Hacker News new | ask | show | jobs
by reic 1003 days ago
Quantification can be done by measuring in at least two dimensions: (1) the size of the synthesised code, and (2) how precisely the generated code matches the input (which means roughly: on what fraction of input do the two programs give different output). We have set up a challenge that seeks to entice the community to look into this problem domain more. And we've simplified the assumptions, so as to make it more tractable:

- Challenge: https://codalab.lisn.upsaclay.fr/competitions/15096

- Paper describing the challenge: https://arxiv.org/abs/2308.07899

(I am one of the authors, AMA)

1 comments

How well does (2) really measure accuracy? It seems like a single output that doesn't match the input code could indicate a fundamental floor in the optimized code, so it's essentially 100% wrong even though it gets the correct answer almost all the time.

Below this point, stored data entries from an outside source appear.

PR #3223, opened 2022-02-10
Feat: support standalone style multi-cluster

Somefive:

Several features are supported in this PR:
- **ref-objects typed component**: User can refer external objects as the component to be applied. This can be useful if user want to promote resources in staging cluster to production cluster. Both name and labelSelector are supported as follows.
```yaml
kind: Application
metadata:
  name: podinfo
  namespace: demo
spec:
  components:
    - name: podinfo
      type: ref-objects
      properties:
        objects:
          - apiVersion: apps/v1
            kind: Deployment
            name: podinfo
          - apiVersion: v1
            kind: ConfigMap
            selector:
              app: podinfo
```
- **new multi-cluster policy and workflow step**: The new `topology` policy, `override` policy and `deploy` WorkflowStep reworks the original `env-binding` policy and `deploy2env` WorkflowStep. The advantages of the new policies includes
  - Better decouple of configuration override and cluster specification. Configuration override can be split into different parts and references by `deploy` WorkflowStep concurrently. 
  - Cluster specification supports select clusters by labels. (But do not support namespace in this PR, which will be implemented soon.) 

>  Notice that previous env-binding policy requires traits in patch need to be pre-declared in the original base component but now this is not required. 

  See examples with the external policy & workflow in the next section.
- **external policy & workflow**: Users can write policy and workflow spec outside application as individual objects and reference them in application spec (can be used combined with policies inside application) as follows.
```yaml
kind: Application
metadata:
  name: podinfo
  namespace: demo
spec:
  components:
    - name: podinfo
      type: ref-objects
      properties:
        objects:
          - apiVersion: apps/v1
            kind: Deployment
            name: podinfo
  policies:
    - type: topology
      name: topology-beijing
      properties:
        clusters: ["beijing-1"]
  workflow:
    ref: deploy-podinfo
---
apiVersion: core.oam.dev/v1alpha1
kind: Workflow
metadata:
  name: deploy-podinfo
  namespace: demo
steps:
  - type: deploy
    name: deploy-beijing
    properties:
      policies: ["topology-beijing"]
  - type: deploy
    name: deploy-us-west
    properties:
      auto: false
      policies: ["override-high-availability", "topology-us-west"]
---
apiVersion: core.oam.dev/v1alpha1
kind: Policy
metadata:
  name: override-high-availability
  namespace: demo
type: override
properties:
  components:
    - name: podinfo
      traits:
      - type: scaler
        properties:
          replicas: 5
---
apiVersion: core.oam.dev/v1alpha1
kind: Policy
metadata:
  name: topology-us-west
  namespace: demo
type: topology
properties:
  clusterSelector:
    region: us-west
```
- **admission control for dispatching resources**: Now KubeVela controller can set two admission check during dispatching resources. One is namespace check and the other is resource type check.
  - If `--allow-cross-namespace-resource=false` is added to KubeVela controller bootstrap parameters, resources outside the application's namespace will be forbidden.
  - If `--allow-resource-types=whitelist:Deployment.v1.apps,ConfigMap.v1` is added to KubeVela controller bootstrap parameters, only Deployment and ConfigMap can be dispatched.
  - If `--allow-resource-types=blacklist:Deployment.v1.apps,ConfigMap.v1` is added to KubeVela controller bootstrap parameters, Deployment and ConfigMap will not be able to dispatch.
- **extension to cue patch**: Currently, the patch for cue values can override existing field only if `patchStrategy=retainKeys` be declared on this field. This will make recursive override hard. This PR support a new strategy named open, which indicates that all fields can be overrode. Examples like patch trait (which can be used in override policy) is as follows
```cue
patch: {
	type: "trait"
	annotations: {}
	labels: {}
	description: "Patch the output directly."
	attributes: {
		podDisruptive: true
		appliesToWorkloads: ["*"]
	}
}
template: {
	parameter: {...}
	// +patchStrategy=open
	patch: parameter
}
```

**Minor changes**: Previous PolicyDefinition uses the short name of `policy`, which is conflict with the new external policy CRD. Change it to `def-policy`.

I have:


charts/vela-core/crds/core.oam.dev_policydefinitions.yaml
```diff
@@ -15,7 +15,7 @@ spec:
     listKind: PolicyDefinitionList
     plural: policydefinitions
     shortNames:
-    - policy
+    - policy-def
```
wonderflow, line 18:
```suggestion
    - def-policy
```

Start from def is better

pkg/workflow/providers/oam/apply.go
```diff
@@ -146,10 +206,82 @@ func lookUpValues(v *value.Value) (*common.ApplicationComponent, *value.Value, s
 	return comp, patcher, clusterName, overrideNamespace, env, nil
 }
 
+func (p *provider) loadDynamicComponent(comp *common.ApplicationComponent) (*common.ApplicationComponent, error) {
+	if comp.Type == "ref-objects" {
```
wonderflow, line 210: generally, we return the smaller logic first to avoid complex, so here we recommand:

```
if comp.Type!="ref-objects"{
  return ...
}

_comp:==comp.DeepCopy()
...
```

Somefive: OK

apis/core.oam.dev/v1beta1/application_types.go
```diff
@@ -68,6 +68,7 @@ type WorkflowStep struct {
 
 // Workflow defines workflow steps and other attributes
 type Workflow struct {
+	Ref   string         `json:"ref,omitempty"`
 	Steps []WorkflowStep `json:"steps,omitempty"`
```
wonderflow, line 72: have we checked these two fields are exclusive with each other?

apis/core.oam.dev/v1beta1/policy_definition.go
```diff
@@ -61,7 +61,7 @@ func (d *PolicyDefinition) GetCondition(conditionType condition.ConditionType) c
 // +kubebuilder:object:root=true
 
 // PolicyDefinition is the Schema for the policydefinitions API
-// +kubebuilder:resource:scope=Namespaced,categories={oam},shortName=policy
+// +kubebuilder:resource:scope=Namespaced,categories={oam},shortName=def-policy
```
wonderflow, line 64: please make this change in PR description.

pkg/appfile/appfile.go
```diff
@@ -212,14 +212,6 @@ func (af *Appfile) PrepareWorkflowAndPolicy(ctx context.Context) ([]*unstructure
...
 	}
 
-	af.WorkflowSteps, err = step.NewChainWorkflowStepGenerator(
-		&step.Deploy2EnvWorkflowStepGenerator{},
-		&step.ApplyComponentWorkflowStepGenerator{},
-	).Generate(af.app, af.WorkflowSteps)
-
-	if err != nil {
-		return nil, err
-	}
```
wonderflow, line 222: why these code removed?

pkg/workflow/providers/oam/apply.go
```diff
@@ -90,6 +97,11 @@ func (p *provider) ApplyComponent(ctx wfContext.Context, v *value.Value, act wfT
 		return err
 	}
 
+	if mu != nil {
```
barnettZQG, line 100: Is the Cue not thread-safe?

pkg/workflow/providers/oam/apply.go
```diff
@@ -117,6 +129,54 @@ func (p *provider) ApplyComponent(ctx wfContext.Context, v *value.Value, act wfT
...
+	err = components.StepByFields(func(name string, in *value.Value) (bool, error) {
+		ch <- struct{}{}
+		wg.Add(1)
+		go func(_name string, _in *value.Value) {
+			defer func() {
+				wg.Done()
+				<-ch
+			}()
+			if err := p.applyComponent(ctx, _in, act, mu); err != nil {
+				mu.Lock()
```
barnettZQG, line 163: Why do we need a lock here?

pkg/appfile/appfile.go
Somefive: They are moved to parser.go:115 so that external policy and referenced override component/trait policy can be counted in application revision.

pkg/workflow/providers/oam/apply.go
Somefive: No, it is not thread safe.

pkg/workflow/providers/oam/apply.go
Somefive: It is not thread safe. Without lock, data race could happen.

charts/vela-core/templates/defwithtemplate/ref-objects.yaml
```diff
@@ -0,0 +1,25 @@
...
+      template: |
+        output: parameter.objects[0]
+        outputs: {
+        	for i, v in parameter.objects {
+        		if i > 0 {
+        			"objects-\(i)": v
+        		}
+        	}
+        }
+        parameter: objects: [...{}]
```
wonderflow, line 22: we should probably use something like K8sObject to do some validation:

```
parameter: objects: [...#K8sObject]
#K8sObject :{
   apiVersion: string
   kind: string
   ...
}
```

pkg/resourcekeeper/admission_test.go
```diff
@@ -0,0 +1,81 @@
...
+			},
+		},
+	}}
+	AllowResourceTypes = "blacklist:Service.v1,Secret.v1"
+	err := (&ResourceTypeAdmissionHandler{}).Validate(context.Background(), objs)
+	r.NotNil(err)
+	r.Contains(err.Error(), "forbidden resource")
+	AllowResourceTypes = "blacklist:ConfigMap.v1,Deployment.v1.apps"
+	r.NoError((&ResourceTypeAdmissionHandler{}).Validate(context.Background(), objs))
+	AllowResourceTypes = "whitelist:ConfigMap.v1,Deployment.v1.apps"
```
wonderflow, line 75: usually the k8s community uses `group/version.Kind` 

e.g. `apps/v1.Deployment`

pkg/resourcekeeper/admission_test.go
```diff
@@ -0,0 +1,81 @@
...
+		Object: map[string]interface{}{
+			"apiVersion": "v1",
+			"kind":       "Secret",
+			"metadata": map[string]interface{}{
+				"name":      "demo",
+				"namespace": "demo",
+			},
+		},
+	}}
+	AllowResourceTypes = "blacklist:Service.v1,Secret.v1"
```
wonderflow, line 69: the `blacklist` and `whitelist` seems too long, what about `white`/ `black`, or `pass`/`forbidden`, or `w`/`b`

pkg/workflow/providers/multicluster/multicluster.go
```diff
@@ -159,6 +161,84 @@ func (p *provider) ListClusters(ctx wfContext.Context, v *value.Value, act wfTyp
 	return v.FillObject(clusters, "outputs", "clusters")
 }
 
+func (p *provider) ExpandTopology(ctx wfContext.Context, v *value.Value, act wfTypes.Action) error {
+	policiesRaw, err := v.LookupValue("inputs", "policies")
```
wonderflow, line 165: let's use const for these string

pkg/resourcekeeper/admission_test.go
Somefive: I think making it shorten might be a bit unclear. With a growing number of complex configurations, I think one of the solution is to use a separate configuration file, but might not necessary now in this PR?

pkg/workflow/providers/multicluster/multicluster.go
Somefive: It is a style problem for all cue providers. If const should be used here, we might need to change all the cue providers to use the same style.

pkg/resourcekeeper/admission_test.go
Somefive: This is following the [apimachinery](https://github.com/kubernetes/apimachinery/blob/2936d3f03931b9c06a641799605d8e806cb2a58b/pkg/runtime/schema/group_version.go#L44) process style. This configuration uses the same format with the previous `--optimized-cached-gvks` parameter, which is handled [here](https://github.com/oam-dev/kubevela/blob/342b85331553520f4d70e37ff80b393f606c71fa/pkg/client/controller_client.go#L72). If `apps/v1.Deployment` needs to be used, we should change all of them.

pkg/workflow/providers/oam/apply.go
```diff
@@ -117,6 +129,54 @@ func (p *provider) ApplyComponent(ctx wfContext.Context, v *value.Value, act wfT
...
+	parallelism, err := v.GetInt64("parallelism")
+	if err != nil {
+		return err
+	}
+	if parallelism <= 0 {
+		return errors.Errorf("parallelism cannot be smaller than 1")
+	}
+	mu := &sync.Mutex{}
+	var wg sync.WaitGroup
+	ch := make(chan struct{}, parallelism)
```
wonderflow, line 152: why we need using both this `channel` and `waitGroup`

pkg/workflow/providers/oam/apply.go
```diff
@@ -117,6 +129,54 @@ func (p *provider) ApplyComponent(ctx wfContext.Context, v *value.Value, act wfT
...
+		wg.Add(1)
+		go func(_name string, _in *value.Value) {
+			defer func() {
+				wg.Done()
+				<-ch
+			}()
+			if err := p.applyComponent(ctx, _in, act, mu); err != nil {
+				mu.Lock()
+				errs = append(errs, errors.Wrapf(err, "failed to apply component %s", _name))
+				mu.Unlock()
```
wonderflow, line 165: you can using a channel to send signal for error or success, then you can avoid using waitGroup and this mutex. Just receive the signal outside.

Somefive: This mutex is not only used in L163 and L165. It is also used inside applyComponent while handling ResourceTracker. I think channel can handle the return of error but not be able to handle the concurrency problem inside applyComponent.

pkg/workflow/step/generator.go
```diff
@@ -54,6 +57,27 @@ func NewChainWorkflowStepGenerator(generators ...WorkflowStepGenerator) Workflow
...
+	context.Context
+	client.Client
+}
+
+// Generate generate workflow steps
+func (g *RefWorkflowStepGenerator) Generate(app *v1beta1.Application, existingSteps []v1beta1.WorkflowStep) (steps []v1beta1.WorkflowStep, err error) {
+	if len(existingSteps) > 0 {
+		return existingSteps, nil
+	}
+	if app.Spec.Workflow != nil && app.Spec.Workflow.Ref != "" {
```
wonderflow, line 71:
```suggestion
        if app.Spec.Workflow == nil || app.Spec.Workflow.Steps != nil {
             return existingSteps, nil
        } 
	if  app.Spec.Workflow.Ref == "" {
	    return errors.New("either workflow steps or ref should not be empty")
	}
```

you should not judge by if there's existingSteps, you should judge by if the app.Spec.Workflow is not nil.

pkg/workflow/step/generator.go
```diff
@@ -102,3 +126,58 @@ func (g *Deploy2EnvWorkflowStepGenerator) Generate(app *v1beta1.Application, exi
...
 }
+
+// DeployWorkflowStepGenerator generate deploy workflow steps for all topology & override in the application
+type DeployWorkflowStepGenerator struct{}
+
+// Generate generate workflow steps
+func (g *DeployWorkflowStepGenerator) Generate(app *v1beta1.Application, existingSteps []v1beta1.WorkflowStep) (steps []v1beta1.WorkflowStep, err error) {
+	if len(existingSteps) > 0 {
+		return existingSteps, nil
+	}
```
wonderflow, line 137: why? Should we append deploy steps at the end?

pkg/resourcekeeper/admission_test.go
wonderflow: well, this is also fine.

pkg/resourcekeeper/admission_test.go
wonderflow: it's fine for me.

pkg/workflow/providers/multicluster/multicluster.go
wonderflow: yes, we can do that in the following PRs, and this is necessary

pkg/workflow/providers/oam/apply.go
wonderflow: at lease we don't need the channel here now.

pkg/workflow/step/generator.go
Somefive: Not exactly. If ref and steps are both null, we will generate workflow steps according to Components and Policies.

Somefive: But we should add logic to avoid user setting workflow ref and steps at the same time here. I add it now.

pkg/workflow/providers/oam/apply.go
wonderflow: 1. In my view, we don't need to limmit the concurrency in the control plane, this won't be large throughput. You can leave it to the go runtime.
2. If you really want to control the parallelism，you can just use a channel, like below:

```
// ApplyComponents apply components in parallel.
func (p *provider) ApplyComponents(ctx wfContext.Context, v *value.Value, act wfTypes.Action) error {
	components, err := v.LookupValue("components")
	if err != nil {
		return err
	}
	parallelism, err := v.GetInt64("parallelism")
	if err != nil {
		return err
	}
	if parallelism <= 0 {
		return errors.Errorf("parallelism cannot be smaller than 1")
	}
	mu := &sync.Mutex{}
	type sig struct {
		err error
		msg string
	}
	ch := make(chan sig, parallelism+1)
	go func() {
		err = components.StepByFields(func(name string, in *value.Value) (bool, error) {
			go func(_name string, _in *value.Value) {
				subErr := p.applyComponent(ctx, _in, act, mu)
				ch <- sig{
					err: subErr,
					msg: "component: "+ _name,
				}
			}(name, in)
			return false, nil
		})
		if err != nil {
			ch <- sig{
				err: err,
				msg: "failed to looping over components",
			}
		} else {
			ch <- sig{msg: "main"}
		}
	}()
for _,sig:=range ch{
// collect error and wait for signal here	
}
	return nil
}
```

Somefive: There will be another PR to handle the concurrent execution framework problem.

wonderflow (approved):

FogDong (approved):

pkg/workflow/providers/oam/apply.go
```diff
@@ -146,10 +206,82 @@ func lookUpValues(v *value.Value) (*common.ApplicationComponent, *value.Value, s
...
 
+func (p *provider) loadDynamicComponent(comp *common.ApplicationComponent) (*common.ApplicationComponent, error) {
+	if comp.Type != "ref-objects" {
+		return comp, nil
+	}
+	_comp := comp.DeepCopy()
+	props := &struct {
+		Objects []struct {
+			APIVersion string            `json:"apiVersion"`
+			Kind       string            `json:"kind"`
```
yue9944882, line 217: `Kind` is not the proper resource identifier, it's used for serialize/deserialize general kubernetes resources. we dont involve codec if we're merely referencing them. in addition to that, the version is neglectable, b/c api-discovery will suggest the preferred version. we should use `group` + `resource`(i.e. plural lowercased form) + `name` + `namespace` (optional) to identify the resources

pkg/workflow/providers/oam/apply.go
```diff
@@ -146,10 +206,82 @@ func lookUpValues(v *value.Value) (*common.ApplicationComponent, *value.Value, s
...
+			Name       string            `json:"name,omitempty"`
+			Selector   map[string]string `json:"selector,omitempty"`
```
yue9944882, line 219: obscure naming, is it field-selector or the label? either has built-in support in kubernetes

pkg/workflow/providers/oam/apply.go
```diff
@@ -146,10 +206,82 @@ func lookUpValues(v *value.Value) (*common.ApplicationComponent, *value.Value, s
 	return comp, patcher, clusterName, overrideNamespace, env, nil
 }
 
+func (p *provider) loadDynamicComponent(comp *common.ApplicationComponent) (*common.ApplicationComponent, error) {
+	if comp.Type != "ref-objects" {
```
yue9944882, line 210: nit: conventionally all the types should be camel-cased, we dont mix camel case and snake-case in one type

pkg/workflow/providers/oam/apply.go
```diff
@@ -146,10 +206,82 @@ func lookUpValues(v *value.Value) (*common.ApplicationComponent, *value.Value, s
...
+		un.SetResourceVersion("")
+		un.SetGeneration(0)
+		un.SetOwnerReferences(nil)
+		un.SetDeletionTimestamp(nil)
+		un.SetManagedFields(nil)
+		un.SetUID("")
+		unstructured.RemoveNestedField(un.Object, "metadata", "creationTimestamp")
+		unstructured.RemoveNestedField(un.Object, "status")
+		// TODO(somefive): make the following logic more generalizable
+		if un.GetKind() == "Service" && un.GetAPIVersion() == "v1" {
```
yue9944882, line 236: NB: in addition to "Service", any built-in or custom kubernetes types w/ defaulting or immutability will need the hacks below, that's why i was proposing using work api to deploy resource (in another place)

pkg/workflow/providers/oam/apply.go
yue9944882: golang doesnt support "union" primitives, however in kubernetes the conventional way of defining union types is combing a union discriminator and serveral pointers to structs, e.g.:

```
struct {
  Type SomeType # [Foo|Bar]
  Foo *Foo
  Bar *Bar
}
```

see the original proposal about api-union at: https://github.com/kubernetes/enhancements/tree/master/keps/sig-api-machinery/1027-api-unions

the implementation is gonna cover CRD in the foreseeable future, currently all the built-in types in kubernetes has conformed w/ the union structure

Somefive: snake-case for component(or trait/workflow-step) type is a history design in KubeVela. So using camel case here will cause inconsistency.

apis/core.oam.dev/v1alpha1/policy_types.go
```diff
@@ -0,0 +1,36 @@
...
+	// TopologyPolicyType refers to the type of topology policy
+	TopologyPolicyType = "topology"
+	// OverridePolicyType refers to the type of override policy
+	OverridePolicyType = "override"
+)
+
+// TopologyPolicySpec defines the spec of topology policy
+type TopologyPolicySpec struct {
+	Clusters        []string          `json:"clusters,omitempty"`
+	ClusterSelector map[string]string `json:"clusterSelector,omitempty"`
```
yue9944882, line 29: the name of selector also looks obscure to me, is it the label selecting or the claim selecting? the latter is accepted by sig-mc as a standard

apis/core.oam.dev/v1alpha1/policy_types.go
```diff
@@ -0,0 +1,36 @@
...
+}
+
+// OverridePolicySpec defines the spec of override policy
+type OverridePolicySpec struct {
+	Components []EnvComponentPatch `json:"components,omitempty"`
+	Selector   []string            `json:"selector,omitempty"`
```
yue9944882, line 35: ditto

fourierr:
是否考虑保留原来policy里component selector的功能呢，比如在一个workflowstep中只想选中单个component部署到cluster1、cluster2，而不是将所有component一块部署

apis/core.oam.dev/v1alpha1/external_types.go
```diff
@@ -0,0 +1,75 @@
...
+// +kubebuilder:printcolumn:name="TYPE",type=string,JSONPath=`.type`
+// +genclient
+// +k8s:deepcopy-gen:interfaces=k8s.io/apimachinery/pkg/runtime.Object
+type Policy struct {
+	metav1.TypeMeta   `json:",inline"`
+	metav1.ObjectMeta `json:"metadata,omitempty"`
+
+	Type string `json:"type"`
+	// +kubebuilder:pruning:PreserveUnknownFields
+	Properties *runtime.RawExtension `json:"properties,omitempty"`
```
yue9944882, line 40: ^^^ see the ref'd desgin about api-unions in my previous comment (https://github.com/oam-dev/kubevela/pull/3223/files#r819299546) the raw-extension is not designed for this, see `+kubebuilder:validation:EmbeddedResource` for the proper usage

fourierr:
是否考虑保留原来policy里component selector的功能呢，比如我要在一个workflowstep中只想选中部分component部署到cluster1、cluster2，而不是一块将所有component一块部署，

apis/core.oam.dev/v1alpha1/external_types.go
```diff
@@ -0,0 +1,75 @@
...
+// Workflow is the Schema for the policy API
+// +kubebuilder:storageversion
+// +kubebuilder:resource:categories={oam}
+// +genclient
+// +k8s:deepcopy-gen:interfaces=k8s.io/apimachinery/pkg/runtime.Object
+type Workflow struct {
+	metav1.TypeMeta   `json:",inline"`
+	metav1.ObjectMeta `json:"metadata,omitempty"`
+
+	Steps []v1beta1.WorkflowStep `json:"steps,omitempty"`
```
yue9944882, line 64: cross version type imports should be prohibitated

apis/core.oam.dev/v1alpha1/policy_types.go
```diff
@@ -0,0 +1,36 @@
...
+WITHOUT WARRANTIES OR CONDITIONS OF ANY KIND, either express or implied.
+See the License for the specific language governing permissions and
+limitations under the License.
+*/
+
+package v1alpha1
+
+const (
+	// TopologyPolicyType refers to the type of topology policy
+	TopologyPolicyType = "topology"
```
yue9944882, line 21: nit: stick w/ single casing

apis/core.oam.dev/v1alpha1/policy_types.go
Somefive: It is label selecting, which is a direct way for user to use. One of the lack here is we still do not have convenient `vela cluster label` command to help user manage cluster labels.

Somefive:
> 是否考虑保留原来policy里component selector的功能呢，比如在一个workflowstep中只想选中单个component部署到cluster1、cluster2，而不是将所有component一块部署

有的，这个能力保留了，这个 Override Policy 本质上就是原来 EnvBinding 的 Patch，底层是一致的。

yue9944882 (commented):
a few outstanding comments about the API types. i wasnt able to look into the controller implementation, but generally it's recommended to split the big PR into two: one for the API-changes, another enfleshes the implementaion.

apis/core.oam.dev/v1alpha1/external_types.go
Somefive: Yes. It is currently hard to let the new CRD use the name Policy & Workflow but still keep compatibility for the previous code. I agree we should not do this.

pkg/workflow/providers/oam/apply.go
Somefive: The component type here is not a literal type. Except the new added `ref-objects`, other component type matches a ComponentDefinition where cue is used inside to describe the details of rendering component into resources. So here it is not a union type design.

fourierr:
> > 是否考虑保留原来policy里component selector的功能呢，比如在一个workflowstep中只想选中单个component部署到cluster1、cluster2，而不是将所有component一块部署
> 
> 有的，这个能力保留了，这个 Override Policy 本质上就是原来 EnvBinding 的 Patch，底层是一致的。

我的意思是，EnvBinding里placement是否支持component selector呢，也就是通过placement指定某个集群，通过component selector选择某一个组件，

Good luck on the challenge though, this seems like an interesting and valuable area of research.

Of course (2) is not a perfect measure of accuracy, since it does not quantify how far wrong an output is, e.g. if 111111111111 is the correct output, then both 111111111110 and 829382934783 count as equally faulty. The main advantage of (2) is that it is natural, easy to understand, and easy to measure and compare. We have to start somewhere. I imagine that, in the future, it can be refined (e.g. taking the Hamming distance between desire and actual output). I expect that more refined quantification emerges in response to the community better understanding exactly what is hard in the synthesis of programs.

Feel free to submit something! A simple submission is probably just a few lines of code.